In 2025, Blockchain has stopped auditioning and started plumbing real money flows. Tokenised funds are attracting institutional assets. Stablecoins are wiring into mainstream settlement. Banks and central banks are experimenting with programmable money. Treasury teams are moving value 24/7 on tokenised rails. And compliance rules are finally catching up. Below are the five breakthroughs that matter now—and why they’re reshaping how finance moves.
Tokenised funds & collateral move into production
BlackRock’s tokenised BUIDL fund surged past $1B AUM in March—proof that on-chain money-market exposure is crossing the credibility gap. Franklin Templeton, meanwhile, has pushed BENJI into new markets and chains. These include a European launch under local rules and integrations on public networks geared for enterprise use. On the collateral side, Euroclear and Digital Asset began the first phase of tokenised collateral mobility on the Canton Network. This is laying the pipes for faster margining and securities financing.
Stablecoin settlement becomes a mainstream payment rail
Visa announced it is expanding stablecoin settlement. More USD and EUR-backed coins, more blockchains, and broader use cases for issuers and acquirers. Stripe re-enabled stablecoin acceptance (USDC) after a six-year hiatus. It has been vocal that a meaningful share of its future payment volume will ride stablecoins. On the bank stack, FIS is integrating USDC into its Money Movement Hub. Making stablecoin payments available to U.S. financial institutions through existing treasury pipes.
Bank-led “programmable money” via tokenised deposits
The BIS Project Agorá—with seven central banks—entered design to prototype tokenised commercial bank deposits. These settle against wholesale central bank money on a unified, programmable ledger. In the UK, the Regulated Liability Network (RLN) brought together all major banks to prove shared-ledger capabilities for always-on, programmable, multi-asset settlement. Together, these efforts point to bank-grade programmability—smart-contract settlement with the finality and legal clarity of today’s two-tier system.
Institutional on-chain payments & programmable treasury
JPM Coin is quietly doing real work. JPMorgan confirmed the platform processes ~$1B in daily transactions, and says programmability has made volumes “explode.” Corporate treasurers are following… Payoneer now uses Citi Token Services for 24/7 blockchain-enabled intracompany transfers. Demonstrating how programmable liquidity is leaving the lab for day-to-day treasury ops.
Compliance rails mature: MiCA + travel-rule guidance
The EU’s MiCA regime has applied to stablecoins since 30 June 2024 and to broader crypto-asset service providers since 30 December 2024. These timelines have shaped 2025 product launches and licensing. The EBA’s “travel-rule” guidelines now spell out what information must accompany crypto-asset transfers, giving banks and CASPs a clearer path to compliance and interoperability.

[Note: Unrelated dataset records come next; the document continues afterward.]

PR #84, opened 2026-07-03
dark theme for dashboard

martysl:
change theme to dark for dashboard so eyes not hurt:)


lostb1t:
should be at minimum an option to choose between light and dark theme in the dashboard.

PR #97, opened 2026-07-13
feat: show users on login screens

BrandonItaly:
makes users visible on login screens with the option to hide them

image

### DIFF
--- a/crates/remux-server/src/api/startup.rs
+++ b/crates/remux-server/src/api/startup.rs
@@ -105,6 +105,9 @@ pub async fn post_startup_user(
             None,
         )?;
         user.is_admin = true;
+        let mut policy = crate::api::UserPolicy::default();
+        policy.is_hidden = true;
+        user.policy = Some(sqlx::types::Json(policy));
         user.save_by_username(
             &state
                 .ctx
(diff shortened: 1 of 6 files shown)


crates/remux-server/src/api/startup.rs
```diff
@@ -105,6 +105,9 @@ pub async fn post_startup_user(
             None,
         )?;
         user.is_admin = true;
+        let mut policy = crate::api::UserPolicy::default();
+        policy.is_hidden = true;
```
lostb1t, line 109: is hidden is already true by default.

think we should make policy non optional for a user (struct) so its already there.

crates/remux-server/src/api/users.rs
```diff
@@ -761,8 +761,32 @@ pub async fn update_user(
...
+    let dtos: Vec<api::UserDto> = all_users
+        .into_iter()
+        .filter(|u| {
+            let policy = u.policy.as_ref().map(|p| &p.0);
+            let is_hidden = policy.map(|p| p.is_hidden).unwrap_or(true);
+            !is_hidden
+        })
+        .map(|u| {
+            let mut dto = api::db_user_to_dto(&state.ctx.config.data_dir, u);
+            dto.policy = api::UserPolicy {
```
lostb1t, line 780: the same thing is reassigned here for no reason or is it to hide sensitive stuff for public?

BrandonItaly: it's to avoid sending per-user policy/config over the public route
https://github.com/lostb1t/remux/pull/97#discussion_r3569648725

PR #105, opened 2026-07-14
fix(stream_groups): keep distinct MediaSource IDs on item detail

### LINKED ISSUE #104: Wrong version played / displayed while playing
When I am on an episode I see all versions, but when I start playing the episode I see only one version on the app and the app plays always the same version, I don’t know why. 

Senplayer / Remux nightly.

Image

Image

squelix:
Revert the all-sources item-id stamp from 3ed7594 back to first-only. Stamping every MediaSource with the parent item id collapsed all versions to one MediaSourceId, so the client could only ever request the item id and select_streams always truncated to the first stream (issue #104). Only the first source now takes the item id; the rest keep their distinct group/stream UUID, matching the PlaybackInfo endpoint.

Fixes #104

### DIFF
--- a/crates/remux-server/src/api/models.rs
+++ b/crates/remux-server/src/api/models.rs
@@ -940,11 +940,13 @@ pub fn db_media_to_item(media: db::Media, hide_sources: bool) -> BaseItemDto {
                     .into_iter()
                     .map(MediaSourceInfo::from)
                     .collect();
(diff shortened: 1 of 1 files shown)


squelix:
Fixed already 4a98576b31335e66d5e37299e90d37e38eb2ae09

PR #8843, opened 2020-07-20
Fixes #30448 - Initialize event daemon in to_prepare

jturel:
Sometimes reloading the code in dev will put the event daemon in a weird state because the related classes haven't been initialized. It appears to be related to when we load the classes.

This change:

- Moves the CandlepinEventListener configuration out of its own initializer and into `config.to_prepare` so that it happens upon each code reload and not just when the app starts. It avoids this error:

```
undefined method `call' for nil:NilClass
/home/vagrant/katello/app/services/katello/candlepin_event_listener.rb:36:in `run' 
```

- Moves the `EventDaemon.initialize` and related code to the top of the `config.to_prepare` block. In the event of bad code being loaded (ie syntax error), it prevents the following error from being raised:

```
NoMethodError (undefined method `fetch' for nil:NilClass):
| /home/vagrant/katello/app/services/katello/event_daemon.rb:123:in `runnable?'     
```

- Decouples the desired services from `EventDaemon` by providing a `register_service` method similar to the `EventQueue` class. This is a totally unrelated change, but since I was in the area I thought it was a good improvement to make.

Overall, none of this affects the runtime behavior of the event daemon and you can test that events are still processed from the rails console (or however you like):

```
Katello::Resources::Candlepin::Consumer.update(::Host.first.subscription_facet.uuid, {'role' => SecureRandom.uuid})
Katello::EventQueue.push_event('generate_host_applicability', 100)
```

### DIFF
--- a/app/services/katello/event_daemon.rb
+++ b/app/services/katello/event_daemon.rb
@@ -1,5 +1,8 @@
 module Katello
   class EventDaemon
+    @services = {}
+    @cache = ActiveSupport::Cache::MemoryStore.new
+
     class Monitor
       def initialize(service_classes)
         @service_classes = service_classes
@@ -44,7 +47,6 @@ module Katello
     class << self
       def initialize
         FileUtils.touch(lock_file)
-        @cache = ActiveSupport::Cache::MemoryStore.new
       end
 
       def settings
@@ -80,7 +82,7 @@ module Katello
         return unless pid == Process.pid
         @monitor_thread.kill
         @cache.clear
-        services.values.each(&:close)
+        @services.values.each(&:close)
         File.unlink(pid_file) if pid_file && File.exist?(pid_file)
       end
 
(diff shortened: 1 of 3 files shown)


jjeffers:
Tested this against a development image, after also updating for the issue resolved in https://github.com/theforeman/puppet-katello_devel/pull/241.

Found that before applying this PR, reloading application in the console would fail as described. Also noticed that the CandlepinEventListener.client_factory would evaluate with a nil result.

Applied the PR and retested. Code reloading didn't generate the errors. Checked CandlepinEventListener.client_factory and it evaluated to a proc. I wasn't able to generate the second error ("NoMethodError (undefined method `fetch' for nil:NilClass") before applying the PR, but it seems as if new initialization approach would resolve that.

jturel:
Thanks @jjeffers - can I get an ACK?

PR #8844, opened 2020-07-20
Fixes #30451 - attach subscription to unregstered host gives useful e…

piyushtiw:
…rror message

Issue => Attach bulk subscription api is giving following error -
Internal Service Error (ISE)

In 2025, Blockchain in FinTech is realising its potential. Tokenised funds and collateral are moving real money at scale; stablecoins are quietly becoming a dependable settlement rail; and “programmable money” is shifting from whitepapers to pilots with central banks and tier-one banks. Corporate treasuries are embracing rules-based, 24/7 transfers, while clearer rules (MiCA, travel-rule guidance) are reducing compliance friction.
The arc is clear: finance is converging on interoperable, programmable assets and payments that settle faster, with better transparency and control. Winners will be the firms that pair regulatory credibility with real utility—bridging today’s balance sheets to tomorrow’s on-chain operating model.